Fianna Fail leader failing to see the woods for the trees
Half an hour of prime time television and he said virtually nothing memorable. All the subject boxes were ticked, but few of the mental switches were flicked.
It was a rather stale, pale affair that saw a surge for the exits in the RDS hall even while the applause was continuing — most unusual for Fianna Fáil.
The theme for the transitional ard fheis was ‘A Fairer Way To Recovery’. And after the sorry-fest of last year’s gathering in the shadow of humiliating defeat, the party leadership was in post-apology mode but yet unable to deliver anything particularly new.
Mr Martin was trying to put the party in the recovery position, but it seemed to be more of an airy-fairy way to recovery than anything else.
Some internal innovations were to the fore, such as the novel idea of giving members some say in who their leader is, or whether they endorse any future programme for government backroom deal or not.
But the push for panel style “chats” on the main stage about key matters was less of a success though, and at one point descended into something reminiscent of the Jeremy Kyle Show when one non-party guest referred to Independent TD and self-confessed past user of acid and cocaine Luke “Ming” Flanagan as a “drug-addled muppet”.
However, it did create one of the more thought- provoking moments when one pondered who would be most offended by that remark — Dev, Ming, or The Muppets?
Back to the leader’s speech, and as like last year, the RDS was set-up a bit like a boxing ring with tiered seating on all four sides of the podium. But unfortunately, Mr Martin was fighting against a lack-lustre script — and losing.
He did get quite animated about Coalition plans to “sell off the woods owned by the people. The sale of our national forests should be stopped immediately.”

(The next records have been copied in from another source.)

Issue #569, opened 2021-08-09
Missing double quotes on command variables


cykerway:
## Describe the bug

Command name "${COMP_WORDS[0]}" can actually contain spaces. But some code is using this variable and/or its equivalents without double quotes and triggers word splitting.

## To reproduce

    $ _mycomp() { _command_offset 0; }
    $ complete -F _mycomp '"/tmp/aaa bbb"'
    $ "/tmp/aaa bbb" <Tab><Tab><Tab>
    $ complete -p aaa

## Expected behavior

Expects nothing but the last command shows:

    complete -F _minimal aaa

## Versions (please complete the following information)

- [ ] Operating system name/distribution and version:
- [ ] bash version, `echo "$BASH_VERSION"`:
- [2.11] bash-completion version, `(IFS=.; echo "${BASH_COMPLETION_VERSINFO[*]}")`:

PR #570, opened 2021-08-09
Add missing double quotes for command variables.

cykerway:
Some command variables may contain spaces but were used without double
quotes. This commit fixes this error by double quoting these variables.

Issue https://github.com/scop/bash-completion/issues/569.

### DIFF
--- a/test/t/test_sudo.py
+++ b/test/t/test_sudo.py
@@ -1,5 +1,6 @@
 import pytest
 
+from conftest import assert_bash_exec
 from conftest import assert_complete
 
 
@@ -81,3 +82,13 @@ class TestSudo:
         part, _ = part_full_group
         completion = assert_complete(bash, "sudo chown foo:bar:%s" % part)
         assert not completion
+
+    def test_12(self, bash):
+        completion = assert_complete(bash, 'sudo "/tmp/aaa bbb" ')
+        output = assert_bash_exec(
+            bash, "complete -p aaa || true", want_output=True
+        )
+        assert output.endswith(
+            "bash: complete: aaa: no completion specification"
+        )
+
--- a/test/t/test_sudo.py
+++ b/test/t/test_sudo.py
@@ -1,7 +1,6 @@
 import pytest
 
-from conftest import assert_bash_exec
-from conftest import assert_complete
+from conftest import assert_complete, assert_bash_exec
 
 
 class TestSudo:
@@ -84,11 +83,6 @@ class TestSudo:
         assert not completion
 
     def test_12(self, bash):
-        completion = assert_complete(bash, 'sudo "/tmp/aaa bbb" ')
-        output = assert_bash_exec(
-            bash, "complete -p aaa || true", want_output=True
-        )
-        assert output.endswith(
-            "bash: complete: aaa: no completion specification"
-        )
+        assert_complete(bash, 'sudo "/tmp/aaa bbb" ')
+        assert_bash_exec(bash, "! complete -p aaa", want_output=None)
 
--- a/bash_completion
+++ b/bash_completion
@@ -2069,7 +2069,7 @@ _command_offset()
                 done
             else
                 cspec=${cspec#complete}
-                cspec=${cspec%%$compcmd}
+                cspec=${cspec%%"$compcmd"}
                 COMPREPLY=($(eval compgen "$cspec" -- '$cur'))
             fi
         elif ((${#COMPREPLY[@]} == 0)); then
--- a/bash_completion
+++ b/bash_completion
@@ -2030,18 +2030,18 @@ _command_offset()
         COMPREPLY=($(compgen -d -c -- "$cur"))
     else
         local cmd=${COMP_WORDS[0]} compcmd=${COMP_WORDS[0]}
-        local cspec=$(complete -p $cmd 2>/dev/null)
+        local cspec=$(complete -p "$cmd" 2>/dev/null)
 
         # If we have no completion for $cmd yet, see if we have for basename
         if [[ ! $cspec && $cmd == */* ]]; then
-            cspec=$(complete -p ${cmd##*/} 2>/dev/null)
+            cspec=$(complete -p "${cmd##*/}" 2>/dev/null)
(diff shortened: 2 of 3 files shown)


akinomyoga (approved):

scop (changes requested):
Thanks! I took a brief look into this earlier and tried to get something reproduced in an even simpler scenario than #569, but failed if memory serves. Anyway I think we want some test cases for these in the test suite.

Also we need to remember to fix the commit message to conform to conventional commits (see CONTRIBUTING.md) so they make it into the automated release notes, but that can be done if we eventually squash commits on merge unless taken care of before that.

cykerway:
OK, I gave a simpler example in the added test case. You are free to squash the commit and edit its message. I don't have write access anyway. Maybe you can put a commit message like:

    fix(_command_offset): add missing double quotes

test/t/test_sudo.py
```diff
@@ -81,3 +82,13 @@ def test_11(self, bash, part_full_group):
         part, _ = part_full_group
         completion = assert_complete(bash, "sudo chown foo:bar:%s" % part)
         assert not completion
+
+    def test_12(self, bash):
+        completion = assert_complete(bash, 'sudo "/tmp/aaa bbb" ')
```
akinomyoga, line 87: The variable `completion` is unused.
```suggestion
        assert_complete(bash, 'sudo "/tmp/aaa bbb" ')
```

test/t/test_sudo.py
```diff
@@ -81,3 +82,13 @@ def test_11(self, bash, part_full_group):
...
+        output = assert_bash_exec(
+            bash, "complete -p aaa || true", want_output=True
+        )
+        assert output.endswith(
+            "bash: complete: aaa: no completion specification"
+        )
```
akinomyoga, line 93: This test depends on the details of the error messages that might change in future Bash. I feel that we can just test that `complete -p aaa` fails. We don't set `errexit` (`set -e`) while testing. I suggest something like the following simpler test though I didn't test it:

```suggestion
        assert_bash_exec(bash, "! complete -p aaa", want_output=None)
```

What do you think?

test/t/test_sudo.py
```diff
@@ -1,5 +1,6 @@
 import pytest
 
+from conftest import assert_bash_exec
 from conftest import assert_complete
```
akinomyoga, line 4:
```suggestion
from conftest import assert_complete, assert_bash_exec
```

We have never put them in separate lines in other tests. It is good to keep it consistent.

akinomyoga (changes requested):

cykerway:
OK those changes look better and have been taken. Sorry I don't know how to sync github changes to git. I just squashed them then forced push. You can probably do another squash of these 4 commits.

akinomyoga (commented):
@cykerway Thank you for the quick updates! (@cdleonard sorry I have mistakenly made the mention on you. You can just ignore it. Sorry for the noise)

Another thing is that we may add direct tests for `_command_offset` just like the other utility functions defined in `bash_completion`. In the current PR, you have added the test for `sudo` which serves as an indirect test for `_command_offset`. In addition to this, I think we may also test the function directly in a new file e.g. `/test/t/unit/test_unit_command_offset.py`.

akinomyoga:
> OK those changes look better and have been taken. Sorry I don't know how to sync github changes to git. I just squashed them then forced push.

Didn't `git pull` (or `git pull origin gh-issue-569` if you haven't set the upstream branch) work? The changes applied on the GitHub page are applied to the PR branch as new commits. Then I think you can just pull them into your local branch.

cykerway:
> Another thing is that we may add direct tests for `_command_offset` just like the other utility functions defined in `bash_completion`. In the current PR, you have added the test for `sudo` which serves as an indirect test for `_command_offset`. In addition to this, I think we may also test the function directly in a new file e.g. `/test/t/unit/test_unit_command_offset.py`.

How can you run `_command_offset` outside a real bash completion? It gives me an error like:

    compopt: not currently executing completion function

akinomyoga:
Ah, OK. I think we should support something in the test framework. For the time being, for example, I think the tests may be surrounded by the following pair of commands (which replaces `compopt`):

```bash
assert_bash_exec(bash, "compopt() { true; }")
...
assert_bash_exec(bash, "unset -f compopt")
```

@scop What are your thoughts?

cykerway:
I prefer a simple wrapper than a mock. I added a unit test for `_command_offset` which employs a light wrapper function `_co1`, which basically just calls `_command_offset 1`. You are free to go the "mock" way. I didn't read every piece of code and don't know if mocking `compopt` would change other aspects of the function being tested.

akinomyoga (approved):

akinomyoga:
OK! Your solution looks cleaner!

scop:
LGTM too. I'll fix up the black, flake8, and isort failures before merging, but please set up pre-commit (see CONTRIBUTING.md) to flag these already before submitting for future contributions, TIA!

Re squashing, I meant the maintainers here would do the squash here eventually before the merge, which I'll take care of, too.

scop:
I got a permission denied when trying to push to your fork, so did the fixups locally and merged as ae1a164f5a7611b55a1395fafc06d319b4104761. Thanks!

cykerway:
Ah, I don't really know why or what permission is denied on the github web interface, but good to know this has be done from the command line. Wait, I learned only a few days ago that the right thing is [*doing merges from the command line, not using the entirely broken github web interface*](https://lore.kernel.org/lkml/CAHk-=wjbtip559HcMG9VQLGPmkurh5Kc50y5BceL8Q8=aL0H3Q@mail.gmail.com/) blabla

scop:
Yeah, I happened to read that too. Kind of agree, but then again doing it via the web interface is just so convenient that it's hard to beat. GitLab does it better than GH, FWIW.

Re the permission denied, I think there's a checkbox option when opening a PR that says something like "allow repository collaborators to push to this fork", dunno if that might have been off in this case. Or maybe something's just changed elsewhere. Anyway for some other PR's here and elsewhere I have been able to push to the submitter's repo earlier, this was the first time it didn't work.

Quite right too — if you go down to the woods today, the last thing you want to be surprised by is Enda Kenny and his No-Care Bears having a privatisation picnic at our expense as they try to flog-off the logs to the highest bidder.
However, as the speech wore on there was a creeping feeling that Mr Martin could not see the woods for the trees.
Mr Martin was very annoyed about the unfairness of the property tax, but isn’t that the property tax the government of which he was a key member promised the troika as they surrendered Irish economic sovereignty?
So, Mr Martin now opposes what he helped set in train, and to cap the hypocrisy, the ard fheis rejected abolishing the tax and replacing it with the most credible alternative, a site valuation charge — truly, an FF non-solution to an FF problem.
Any direct reference to the troika was strangely absent from Mr Martin’s speech, and sadly, so was anything new.
Mr Martin was strongest when he talked about the Coalition’s empty political reform promises, noting that all Fine Gael and Labour had to show for them was a change in the status of their State-funded chauffeurs.
The Fianna Fáil rearguard who fled the fight at the last election were barred from standing for the party again as punishment for their desertion in the face of defeat, but the ard fheis still felt dominated by old faces and old ideas.
It is still quite an achievement for Fianna Fáil to have clawed its way back to the low 20s in the opinion polls two years after their biggest hammering, but it is also telling that same rating was deemed “disastrous” when achieved in the 2009 local elections, but is now greeted with delight.
For all the window dressing Mr Martin still looked like a prisoner of the past rather than a soldier of destiny.